WORK INSTRUCTIONS: Restate word for word the lines in the listing below, starting at the line containing "Issue: #844" and ending at the line containing "#define XSTR(x) STR(x)", both included; leave out the rest.
# # # # # # #
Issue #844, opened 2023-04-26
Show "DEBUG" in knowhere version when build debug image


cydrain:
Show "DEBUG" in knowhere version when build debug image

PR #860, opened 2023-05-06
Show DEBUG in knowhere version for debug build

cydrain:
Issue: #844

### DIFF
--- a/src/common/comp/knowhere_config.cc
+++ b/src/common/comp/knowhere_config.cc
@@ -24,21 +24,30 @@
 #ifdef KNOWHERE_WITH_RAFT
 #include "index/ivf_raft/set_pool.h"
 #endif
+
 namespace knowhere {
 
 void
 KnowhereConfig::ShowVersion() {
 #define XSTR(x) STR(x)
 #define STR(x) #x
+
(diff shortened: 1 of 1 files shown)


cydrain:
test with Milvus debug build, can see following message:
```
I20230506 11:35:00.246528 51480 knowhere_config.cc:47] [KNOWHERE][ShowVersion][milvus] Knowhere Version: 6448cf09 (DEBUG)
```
# # # # # # #
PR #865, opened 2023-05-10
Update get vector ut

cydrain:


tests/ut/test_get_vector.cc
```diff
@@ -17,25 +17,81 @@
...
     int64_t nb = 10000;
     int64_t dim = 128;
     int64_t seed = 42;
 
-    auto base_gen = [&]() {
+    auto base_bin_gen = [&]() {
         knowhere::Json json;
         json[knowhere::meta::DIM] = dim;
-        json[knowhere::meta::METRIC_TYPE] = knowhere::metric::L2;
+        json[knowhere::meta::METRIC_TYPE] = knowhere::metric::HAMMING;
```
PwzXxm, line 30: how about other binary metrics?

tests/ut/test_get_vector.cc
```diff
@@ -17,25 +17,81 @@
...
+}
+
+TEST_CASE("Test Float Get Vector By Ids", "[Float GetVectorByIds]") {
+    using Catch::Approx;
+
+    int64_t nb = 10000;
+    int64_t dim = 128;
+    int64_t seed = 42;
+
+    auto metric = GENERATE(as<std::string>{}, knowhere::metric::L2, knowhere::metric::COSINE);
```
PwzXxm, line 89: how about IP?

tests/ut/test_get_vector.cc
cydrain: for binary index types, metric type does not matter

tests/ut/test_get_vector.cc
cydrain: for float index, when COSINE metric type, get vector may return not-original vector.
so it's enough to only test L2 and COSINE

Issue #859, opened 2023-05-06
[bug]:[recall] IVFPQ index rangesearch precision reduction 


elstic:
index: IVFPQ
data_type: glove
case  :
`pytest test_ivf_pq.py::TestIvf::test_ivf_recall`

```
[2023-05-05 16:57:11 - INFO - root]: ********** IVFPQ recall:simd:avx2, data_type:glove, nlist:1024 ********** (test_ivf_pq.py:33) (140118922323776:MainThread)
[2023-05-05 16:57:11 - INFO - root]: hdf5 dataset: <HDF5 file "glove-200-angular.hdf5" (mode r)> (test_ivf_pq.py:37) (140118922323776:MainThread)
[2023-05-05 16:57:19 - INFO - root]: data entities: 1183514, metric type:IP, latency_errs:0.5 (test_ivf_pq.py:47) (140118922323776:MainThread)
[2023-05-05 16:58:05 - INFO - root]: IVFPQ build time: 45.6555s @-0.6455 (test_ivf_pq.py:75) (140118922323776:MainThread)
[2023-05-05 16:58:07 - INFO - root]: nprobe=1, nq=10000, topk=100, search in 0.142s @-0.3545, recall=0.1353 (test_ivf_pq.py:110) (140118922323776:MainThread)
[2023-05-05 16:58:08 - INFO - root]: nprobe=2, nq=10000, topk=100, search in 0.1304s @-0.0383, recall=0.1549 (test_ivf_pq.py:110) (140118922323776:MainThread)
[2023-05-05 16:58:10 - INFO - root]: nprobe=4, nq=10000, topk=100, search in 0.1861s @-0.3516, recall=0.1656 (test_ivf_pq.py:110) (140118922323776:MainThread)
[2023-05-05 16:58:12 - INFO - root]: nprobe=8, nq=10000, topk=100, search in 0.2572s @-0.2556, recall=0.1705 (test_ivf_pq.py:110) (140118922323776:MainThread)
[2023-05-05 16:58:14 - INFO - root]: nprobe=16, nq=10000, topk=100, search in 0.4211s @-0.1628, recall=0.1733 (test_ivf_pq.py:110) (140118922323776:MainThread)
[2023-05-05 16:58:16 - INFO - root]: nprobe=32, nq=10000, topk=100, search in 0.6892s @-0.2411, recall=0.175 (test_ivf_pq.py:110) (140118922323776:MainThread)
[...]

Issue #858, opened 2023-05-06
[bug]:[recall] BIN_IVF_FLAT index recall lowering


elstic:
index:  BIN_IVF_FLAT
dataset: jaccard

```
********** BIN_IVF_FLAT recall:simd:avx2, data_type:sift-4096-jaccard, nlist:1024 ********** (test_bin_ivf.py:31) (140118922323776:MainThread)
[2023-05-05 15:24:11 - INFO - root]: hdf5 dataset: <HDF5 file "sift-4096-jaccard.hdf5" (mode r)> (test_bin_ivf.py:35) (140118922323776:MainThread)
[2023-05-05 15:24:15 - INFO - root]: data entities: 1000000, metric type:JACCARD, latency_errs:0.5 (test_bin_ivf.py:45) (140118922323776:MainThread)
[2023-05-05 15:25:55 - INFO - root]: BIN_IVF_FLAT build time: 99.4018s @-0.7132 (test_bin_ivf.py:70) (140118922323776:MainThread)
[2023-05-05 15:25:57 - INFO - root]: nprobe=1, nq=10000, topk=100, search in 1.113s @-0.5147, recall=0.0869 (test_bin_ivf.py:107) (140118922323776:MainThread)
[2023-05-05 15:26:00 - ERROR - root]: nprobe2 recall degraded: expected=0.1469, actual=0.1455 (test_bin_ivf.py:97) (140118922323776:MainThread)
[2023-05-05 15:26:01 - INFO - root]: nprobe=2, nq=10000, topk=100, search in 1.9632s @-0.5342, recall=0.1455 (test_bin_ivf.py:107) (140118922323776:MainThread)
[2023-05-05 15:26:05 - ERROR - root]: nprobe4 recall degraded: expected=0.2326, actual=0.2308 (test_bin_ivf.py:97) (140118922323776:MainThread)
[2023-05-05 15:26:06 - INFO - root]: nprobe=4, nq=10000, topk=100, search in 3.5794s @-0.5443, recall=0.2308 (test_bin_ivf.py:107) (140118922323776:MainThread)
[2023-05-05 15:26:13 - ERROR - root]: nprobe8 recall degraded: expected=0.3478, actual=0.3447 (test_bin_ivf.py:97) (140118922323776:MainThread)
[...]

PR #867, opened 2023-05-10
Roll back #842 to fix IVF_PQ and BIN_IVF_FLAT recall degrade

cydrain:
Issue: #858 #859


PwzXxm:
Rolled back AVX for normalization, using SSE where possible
# # # # # # #
EXERCISE ANSWER:
Issue: #844

### DIFF
--- a/src/common/comp/knowhere_config.cc
+++ b/src/common/comp/knowhere_config.cc
@@ -24,21 +24,30 @@
 #ifdef KNOWHERE_WITH_RAFT
 #include "index/ivf_raft/set_pool.h"
 #endif
+
 namespace knowhere {
 
 void
 KnowhereConfig::ShowVersion() {
 #define XSTR(x) STR(x)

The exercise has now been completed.